Henry Paulson Breaks With Conventional Wisdom: "It Is Absolutely A Fiction That Lehman Was Anything More Than A Symptom"
This is big. Several of us have been making the argument for months that the collapse and bankruptcy filing of Lehman Brothers last Fall was NOT the cause of the financial panic that ensued shortly after. (John Carney of Clusterstock has also written repeatedly on this subject and his thoughts are important to hear.)
Paulson's admission might appear inconsequential on the surface, but it's of paramount importance to the larger debate of taxpayers vs. bond-holders regarding the absorption of bank losses and writedowns.
It's simple. Existing bank debtholders and their K Street lobbyists (the institutions who lent money to reckless and over-leveraged banks) make the claim that to force a haircut (or debt-to-equity conversion) would precipitate another round of financial bloddletting. This group cites the bankruptcy of Lehman (and the losses borne throughout the system on Lehman debt) as the sole and unique reason for the crisis last September.
Meanwhile, a gang of financial writers and Nobel Laureates from Stiglitz to Krugman have been clamoring for the losses to be incurred by those who bore the risk--the bondholders.
Thus this somewhat startling admission from former Treasury Secretary Hank Paulson gives some decent ammunition to our side. He is another name. Wait that's wrong. HE IS THE GUY. Paulson was in the heart of the financial crisis, got covered in blood, lived to fish again and now is saying that IT WASN'T LEHMAN.
Instead he says to Newsweek that "a perfect storm of other near failures caused the financial crisis—the troubles at Fannie and Freddie, the news that AIG faced huge liabilities from its financial insurance gambles, the teetering of giant mortgage lender Washington Mutual on the edge."

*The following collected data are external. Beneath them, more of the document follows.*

PR #5440, opened 2022-05-26
vault security improvements

turadg:
## Description

Follow ups to https://github.com/Agoric/agoric-sdk/pull/5393#discussion_r882179573

### Security Considerations

Improvements

--

### Testing Considerations

No changes.

### DIFF
--- a/packages/run-protocol/src/vaultFactory/liquidation.js
+++ b/packages/run-protocol/src/vaultFactory/liquidation.js
@@ -9,25 +9,6 @@ import { makeTracer } from '../makeTracer.js';
 const trace = makeTracer('LIQ', false);
 
 /**
- *
- * @param {Amount<'nat'>} debt
- * @param {Amount<'nat'>} proceeds
- */
-const discrepancy = (debt, proceeds) => {
-  if (AmountMath.isGTE(debt, proceeds)) {
-    return {
-      overage: AmountMath.makeEmptyFromAmount(debt),
-      shortfall: AmountMath.subtract(debt, proceeds),
-    };
-  } else {
-    return {
-      overage: AmountMath.subtract(proceeds, debt),
-      shortfall: AmountMath.makeEmptyFromAmount(debt),
-    };
-  }
-};
-
-/**
  * Liquidates a Vault, using the strategy to parameterize the particular
  * contract being used. The strategy provides a KeywordMapping and proposal
  * suitable for `offerTo()`, and an invitation.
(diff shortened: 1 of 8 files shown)


packages/run-protocol/src/vaultFactory/liquidation.js
```diff
@@ -86,7 +67,15 @@ const liquidate = async (
   ]);
   // NB: all the proceeds from AMM sale are on the vault seat instead of a staging seat
 
-  const { shortfall, overage } = discrepancy(debt, proceeds.RUN);
+  const [overage, shortfall] = AmountMath.isGTE(debt, proceeds.RUN)
```
turadg, line 70: I'm not sure this is better. read better before, imho.

packages/run-protocol/src/vaultFactory/vaultManager.js
```diff
@@ -255,7 +255,16 @@ const helperBehavior = {
       },
       updateTime,
     );
-    partialAssign(state, stateUpdates);
+
+    // specify keys defensively
```
turadg: another way is,
```
state.compoundedInterest = stateUpdates.compoundedInterest;
```
(x3)

opinions @dtribble ?

dckc:
The PR title here buries the lede considerably. Please change it to something like:

 - fix: whole vault state was vulnerable to interest computation

well, I suppose it's not an observable bug fix. So...

 - refactor: avoid vault state vulnerability to interest computation

turadg:
Yeah, not a fix. Does your request to change the PR title have to do with the commit history or something else?

I'll be landing this as a merge commit so it's this commit that will appear in the history: [refactor(interest): specify keys defensively](https://github.com/Agoric/agoric-sdk/pull/5440/commits/5587ade472f45d4b6a657d6d839d41a1d4ca2590) 
Do you want me to rename that commit?

EDIT: I did while amending it: 
[refactor(interest): eschew partialAssign which made state vulnerable to interest result](https://github.com/Agoric/agoric-sdk/pull/5440/commits/692773bd61d5e418e09bcc4c712e06a4b097885c)

packages/run-protocol/src/vaultFactory/vaultManager.js
dckc: While use of `partialAssign` with the 3 explicit fields addresses the risk that changes in the interest computation might change something else, assignments to the individual fields are even more clear which parts of the `state` can be affected; no need for the reader to check the `partialAssign` function.

packages/run-protocol/src/vaultFactory/liquidation.js
dckc: either way is OK to me.

dckc (approved):
looks good.

packages/run-protocol/src/vaultFactory/liquidation.js
Chris-Hibbert: I might have gone with

```
  const short = AmountMath.isGTE(debt, proceeds.RUN);
  const overage = short
    ? AmountMath.makeEmptyFromAmount(debt)
    : AmountMath.subtract(proceeds.RUN, debt);
  const shortfall = short
    ? AmountMath.subtract(debt, proceeds.RUN)
    : AmountMath.makeEmptyFromAmount(debt);
```
I'm not a fan of the trinary assigning two values

PR #5441, opened 2022-05-26
fix: reinstate economy boot using minInitialPoolLiquidity=0

dckc:
refs: #5375
obsoletes: #5428

## Description

 - add economy bootstrap to CI (by way of `make scenario2-run-chain-to-halt` in cosmic-swingset)
 - set `minInitialPoolLiquidity` to 0 in "economy" bootstrap
 - when adding an issuer from an IBC denom (`publishInterchainAssetFromBank`), add it to the AMM, assuming `minInitialPoolLiquidity` is 0
 - fix(AMM): `await zcf.saveIssuer()` (drive-by, found during testing)

### Security Considerations

Users of "economy" bootstrap must manage the risk of spam AMM pools.

can't think of any

### Testing Considerations

restoring `test-gov-collateral.js` to working order was a bit challenging; the `benefactor.makePool()` code is now dead code, but I left a TODO to test that path, so I'm inclined to keep it around.


packages/run-protocol/src/vpool-xyk-amm/addPool.js
```diff
@@ -41,8 +41,9 @@ export const makeAddIssuer = (zcf, isInSecondaries, brandToLiquidityMint) => {
         AssetKind.NAT,
         harden({ decimalPlaces: 6 }),
       ),
-      mint => {
-        zcf.saveIssuer(secondaryIssuer, keyword);
+      /** @param {ZCFMint} mint */
+      async mint => {
+        await zcf.saveIssuer(secondaryIssuer, keyword);
```
turadg, line 46: linking https://github.com/Agoric/agoric-sdk/issues/5407 for motivation

packages/run-protocol/test/test-gov-collateral.js
```diff
@@ -415,7 +425,7 @@ test('Benefactor can add to reserve', async t => {
   await s.startDevNet();
   await s.provisionMembers();
   await s.startRunPreview();
-  await s.benefactor.makePool(2000n, 1000n);
+  // await s.benefactor.makePool(2000n, 1000n);
```
turadg, line 428: please delete dead code

turadg (approved):

packages/run-protocol/test/test-gov-collateral.js
dckc: justification above doesn't suffice?

```
      // This isn't used now that we make the pool from a denom
      // in publishInterchainAssetFromBank in addAssetToVault.js
      // But it should still work. TODO: Perhaps we should test both ways?
      // i.e. from a board ID as well?
```

basically: this design has flip-flopped rapidly recently. I'd like to keep it there as a hedge.

PR #636, opened 2016-05-26
[Feature] Add throughput graph for RRD backend to WebUI

moisseev:
The `Throughput` button is disabled. To enable it uncomment corresponding line in the `index.html`.

The reasons:
1. The widget is highly experimental and requires some improvements. In particular data representation is not pretty good, especially on long time intervals.
2. There are issues with the RRD backend: https://github.com/vstakhov/rspamd/issues/615#issuecomment-220404928, https://github.com/vstakhov/rspamd/issues/405#issuecomment-188132960

I have an idea to enable the button conditionally (if RRD is enabled in rspamd configuration) when 1 and 2 will be resolved.

### DIFF
--- a/interface/css/rspamd.css
+++ b/interface/css/rspamd.css
@@ -653,3 +653,11 @@ td.maps-cell {
 #historyLog_wrapper div.row:last-child > div {
     padding: 5px 20px 0 20px;
     }
+
+/* Throughput graph controls */
+#graph_controls select {
+    margin: 10px 20px 0;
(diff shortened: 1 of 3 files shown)


vstakhov:
Wow, thank you! I just think that d3evolution should be somehow bundled in webui.

moisseev:
I merely don't want to pollute the rspamd repository. Taking into account the reason 1, I think it might be better if you keep it as external links for now.

PR #638, opened 2016-05-26
Correct migration.md, small change to writing_rules.md

larryhynes:


vstakhov:
Thank you very much for this work!

PR #656, opened 2016-06-09
Correct architecture/index.md

larryhynes:
Line 76, in the new version of `architecture/index.md`, says: "Therefore, it is recommended to increase the size of such statfiles." I would like to see an explanation of *how* to do that, or recommend you just delete that line.

I don't know what 'form URL encoding' means in the first paragraph (Protocol basics) of `architecture/protocol.md`.


moisseev:
> Therefore, it is recommended to increase size for such statfiles.

Another question: is there some criteria how much statistics is enough? Statfiles of any size will be filled eventually.

I've already hit the limit and really need advice.
~~~
Statfile: BAYES_SPAM type: sqlite3; length: 92.08M; free blocks: 0; total blocks: 1.28M; free: 0.00%; learned: 4772; users: 1; languages: 3
Statfile: BAYES_HAM type: sqlite3; length: 95.69M; free blocks: 0; total blocks: 1.29M; free: 0.00%; learned: 5857; users: 1; languages: 3
Total learns: 10629
~~~

fatalbanana:
@larryhynes To shrink/grow (old mmap backend) statfiles: set desired size in config & restart rspamd.

@moisseev Ideal size might be about as much as you can comfortably fit in RAM. MMap backend is incompatible with newer backends: you should probably migrate.

larryhynes:
I'm currently using redis as the backend. It tells me there's `0.00%` free and `0` free blocks, but it seems to be doing OK. :smile:

```
Statfile: BAYES_HAM type: redis; length: 15.23M; free blocks: 0; total blocks: 400.99k; free: 0.00%; learned: 1015; users: 62; languages: 0
Statfile: BAYES_SPAM type: redis; length: 6.45M; free blocks: 0; total blocks: 169.91k; free: 0.00%; learned: 742; users: 8; languages: 0
```

My point in the comment with the PR relates to the documentation, it wasn't in relation to my current `rspamd` setup. I feel that if that line about increasing the size of statfiles is to stay in the documentation then it should expand a little on how to increase it, or else just not mention it at all.

Now that you have piqued my interest in my own setup, I've been labouring under the assumption that redis will automatically increase the size of its dump as and when required e.g. as new tokens are added the size of the redis dump will grow. Also, I see nothing in the `statistic.conf` file to suggest there is a setting for `size`. Should I be doing something else here?!?

fatalbanana:
I might be inclined to suggest removing it (& expanding on something like this in statistics documentation instead).

Redis/sqlite statistics will grow forever. In case of Redis: you can use its `maxmemory` setting to limit DB size (writes will fail when this limit is reached; failure to set this could mean Redis crashing and/or performance degrading when database gets too large).

moisseev:
Is any non-zero values of `free blocks` and `free` possible for `sqlite/redis` in `rspamc stat` output? Maybe it should be removed for all backends except `mmap`?

vstakhov:
Thank you, @larryhynes I really appreciate your help!

larryhynes:
Very welcome; thanks for such a great spam filter! :smile:

PR #693, opened 2016-07-02
[Test] Add & rework functional tests

fatalbanana:
- Machine formatted test data
 - More idiomatic use of test framework
 - Added tests for fuzzy & redis statistics


test/functional/cases/statistics/compat-plain.robot
```diff
@@ -0,0 +1,19 @@
+*** Settings ***
+Suite Setup     Statistics Setup
+Suite Teardown  Statistics Teardown
+Default Tags    broken
```
fatalbanana: Do you plan to fix it? (mmap statistics backend) :) Should we be testing this?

Paulson insists that he did not turn his back on Lehman. "There's no company that I spent more time with and worked harder to save. That's sort of the irony of the narrative that we wanted them to go under," he told NEWSWEEK in one of his first extended interviews since leaving office. He also dismisses the argument that the fall of Lehman provoked a panic. "It is absolutely a fiction that Lehman was anything more than a symptom."

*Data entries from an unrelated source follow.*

PR #730, opened 2016-07-19
[Fix] Deal with certain nested dependencies in SpamAssassin module

fatalbanana:
- Also some minor cleanup and fixing of logging
 - Import fun.lua stuff into main namespace

### DIFF
--- a/src/plugins/lua/spamassassin.lua
+++ b/src/plugins/lua/spamassassin.lua
@@ -25,8 +25,6 @@ local rspamd_trie = require "rspamd_trie"
 local util = require "rspamd_util"
 require "fun" ()
 
---local dumper = require 'pl.pretty'.dump
-
 -- Known plugins
 local known_plugins = {
   'Mail::SpamAssassin::Plugin::FreeMail',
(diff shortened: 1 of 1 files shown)


src/plugins/lua/spamassassin.lua
```diff
@@ -1443,28 +1436,28 @@ local function post_process()
...
       rules))
 
   -- Check meta rules for foreign symbols and register dependencies
-  _.each(function(k, r)
+  each(function(k, r)
       if r['expression'] then
         local expr_atoms = r['expression']:atoms()
 
         for i,a in ipairs(expr_atoms) do
-          if not atoms[a] then
```
vstakhov: It is slightly wrong. You need to register dependency not on `a` but on external dependencies of `a`. Furthermore, you need to adjust the current external deps for this meta to include dependencies from `a`. And finally, you need to perform this operation unless there are no changes in deps lists.

src/plugins/lua/spamassassin.lua
```diff
@@ -23,9 +23,7 @@ local rspamd_expression = require "rspamd_expression"
 local rspamd_mempool = require "rspamd_mempool"
 local rspamd_trie = require "rspamd_trie"
 local util = require "rspamd_util"
-local _ = require "fun"
```
vstakhov: I thought about it, though I suppose this change should be in a separate commit.

PR #754, opened 2016-07-26
[WIP] Try avoid sqlite locking issues

fatalbanana:


vstakhov:
Hum, but we have lock here granted for the particular process. Why EBUSY could occur here I wonder?

fatalbanana:
Let me see if I can get tests to fail again and try figure out what if anything is appropriate to do here (currently I am struggling to reproduce failures [running for hours without failures]).

PR #776, opened 2016-07-31
[Test] Some minor fixes for tests

fatalbanana:
I think to just change behaviour of `Check Rspamc` as functionality that I've baked in seems both useless & annoying.


fatalbanana:
Adding this to #775

PR #814, opened 2016-08-05
[Minor] Fix plugins

fatalbanana:


fatalbanana:
Errr, nevermind- we still want this AFAIU.

PR #818, opened 2016-08-06
[Minor] Don't claim lua is fast

frozencemetery:
Neither the linked benchmark nor [this other one people use a lot](https://benchmarksgame.alioth.debian.org/u64q/compare.php?lang=lua&lang2=gcc) show Lua to perform comparably to C.

### DIFF
--- a/README.md
+++ b/README.md
@@ -92,12 +92,17 @@ against a set of multiple patterns. Or it uses radix bit trie for storing IP add
 
 ## Extensions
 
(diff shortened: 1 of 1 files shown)


vstakhov:
Lua is fast for the purposes of Rspamd. LuaJIT is even faster that has been proven by a lot of practical experiences. I don't care about some damned artificial benchmarks at all.

PR #5778, opened 2025-12-03
[Fix] null-terminate the log tag when copying the header

zdAlexM:
This avoids leaking uninitialized heap memory.


vstakhov:
@droid review

vstakhov:
Yeah, my own feeling was right :)

PR #5784, opened 2025-12-08
Add remove_ar_from option for selective AR header removal

### LINKED ISSUE #5652: [Feature] Remove existing "Authentication-Results" only if own server name
According to the documentation at
https://docs.rspamd.com/modules/milter_headers/#authentication-results
I can set "remove = 1" to remove existing "Authentication-Results" headers:

```
routines {
  authentication-results {
    # Name of header
    header = "Authentication-Results";
    # Remove existing headers
    remove = 1;
    ....
  }
}
```

I tested it, and it works by removing all existing "Authentication-Results" headers.

I would like to get rid of existing "Authentication-Results" headers, but only if there is an existing "Authentication-Results" header **with my current own server name**: If there is another milter before rspamd which adds that header, or if a spammer is faking that header with my current server name, I would like to remove it. Other "Authentication-Results" headers of other providers who added them while redirecting/forwarding should stay.

I didn't find a way to achieve this in rspamd. Should there be a new setting which can be used to control if **all** "Authentication-Results" headers should be removed, or **only the ones with my own server name**?

vstakhov:
## Summary
- Adds `remove_ar_from` option to the `authentication-results` routine in milter_headers
- Allows selective removal of Authentication-Results headers by hostname, similar to OpenDKIM's `RemoveARFrom`
- Supports single hostname, array of hostnames, domain patterns (`.example.com`), or map files

Fixes #5652

### DIFF
--- a/src/plugins/lua/milter_headers.lua
+++ b/src/plugins/lua/milter_headers.lua
@@ -557,9 +557,13 @@ local function milter_headers(task)
               if local_mod.remove_ar_from:get_key(ar_hostname) then
                 should_remove = true
               else
-                local domain_part = ar_hostname:match('%.(.+)$')
-                if domain_part and local_mod.remove_ar_from:get_key('.' .. domain_part) then
-                  should_remove = true
+                for i = 1, #ar_hostname do
+                  if ar_hostname:sub(i, i) == '.' then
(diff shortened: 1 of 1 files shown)


vstakhov:
@droid review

More from Newsweek writers Evan Thomas and Michael Hirsh: "Paulson began having his doubts about Fuld—and the future of Lehman—as early as October 2007, when Lehman made a big bet on commercial real estate even though there were signs the deal was unwise. Paulson remained dubious about Lehman's rosy earnings reports for the first half of 2008, and when the red ink began to show in June, he began urging Fuld to scale back Lehman's leverage and find a buyer or a fresh infusion of capital. He was frustrated, say these knowledgeable sources, when Fuld stubbornly demanded terms that were too favorable to Lehman to attract any buyers or investors."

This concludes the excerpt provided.